[Saved data entries]
PR #9281, opened 2016-11-21
Split brain handling: only allow clusters with same major.minor version to merge

vbekiaris:
A separate `JoinMessage` subclass is introduced, specifically for split-brain handling.
In `JoinCheckOperation` and `AbstractJoiner.shouldMerge`, we ensure clusters' `major.minor` versions match before merging.
Introduces extension hooks in `SplitBrainTestSupport` to allow for tests which result in separate clusters.

### DIFF
--- a/hazelcast/src/main/java/com/hazelcast/internal/cluster/impl/SplitBrainJoinMessage.java
+++ b/hazelcast/src/main/java/com/hazelcast/internal/cluster/impl/SplitBrainJoinMessage.java
@@ -1,0 +1,87 @@
+/*
+ * Copyright (c) 2008-2016, Hazelcast, Inc. All Rights Reserved.
+ *
+ * Licensed under the Apache License, Version 2.0 (the "License");
+ * you may not use this file except in compliance with the License.
+ * You may obtain a copy of the License at
+ *
+ * http://www.apache.org/licenses/LICENSE-2.0
+ *
+ * Unless required by applicable law or agreed to in writing, software
+ * distributed under the License is distributed on an "AS IS" BASIS,
+ * WITHOUT WARRANTIES OR CONDITIONS OF ANY KIND, either express or implied.
+ * See the License for the specific language governing permissions and
+ * limitations under the License.
+ */
+
+package com.hazelcast.internal.cluster.impl;
+
+import com.hazelcast.nio.Address;
+import com.hazelcast.nio.ObjectDataInput;
+import com.hazelcast.nio.ObjectDataOutput;
+import com.hazelcast.version.Version;
+
+import java.io.IOException;
+import java.util.Collection;
+
+/**
+ * A {@code JoinMessage} issued by the master node of a subcluster to the master of another subcluster
+ * while searching for other clusters for split brain recovery.
+ */
+public class SplitBrainJoinMessage extends JoinMessage {
+
+    protected Version clusterVersion;
+
+    public SplitBrainJoinMessage() {
+    }
+
+    public SplitBrainJoinMessage(byte packetVersion, int buildNumber, Version version, Address address, String uuid,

### [Description of the task]
The answer must be an exact copy of every entry.

### [Your response]
PR #9281, opened 2016-11-21
Split brain handling: only allow clusters with same major.minor version to merge

vbekiaris:
A separate `JoinMessage` subclass is introduced, specifically for split-brain handling.
In `JoinCheckOperation` and `AbstractJoiner.shouldMerge`, we ensure clusters' `major.minor` versions match before merging.
Introduces extension hooks in `SplitBrainTestSupport` to allow for tests which result in separate clusters.

### DIFF
--- a/hazelcast/src/main/java/com/hazelcast/internal/cluster/impl/SplitBrainJoinMessage.java
+++ b/hazelcast/src/main/java/com/hazelcast/internal/cluster/impl/SplitBrainJoinMessage.java
@@ -1,0 +1,87 @@
+/*
+ * Copyright (c) 2008-2016, Hazelcast, Inc. All Rights Reserved.
+ *
+ * Licensed under the Apache License, Version 2.0 (the "License");
+ * you may not use this file except in compliance with the License.
+ * You may obtain a copy of the License at
+ *
+ * http://www.apache.org/licenses/LICENSE-2.0
+ *
+ * Unless required by applicable law or agreed to in writing, software
+ * distributed under the License is distributed on an "AS IS" BASIS,
+ * WITHOUT WARRANTIES OR CONDITIONS OF ANY KIND, either express or implied.
+ * See the License for the specific language governing permissions and
+ * limitations under the License.
+ */
+
+package com.hazelcast.internal.cluster.impl;
+
+import com.hazelcast.nio.Address;
+import com.hazelcast.nio.ObjectDataInput;
+import com.hazelcast.nio.ObjectDataOutput;
+import com.hazelcast.version.Version;
+
+import java.io.IOException;
+import java.util.Collection;
+
+/**
+ * A {@code JoinMessage} issued by the master node of a subcluster to the master of another subcluster
+ * while searching for other clusters for split brain recovery.
+ */
+public class SplitBrainJoinMessage extends JoinMessage {
+
+    protected Version clusterVersion;
+
+    public SplitBrainJoinMessage() {
+    }
+
+    public SplitBrainJoinMessage(byte packetVersion, int buildNumber, Version version, Address address, String uuid,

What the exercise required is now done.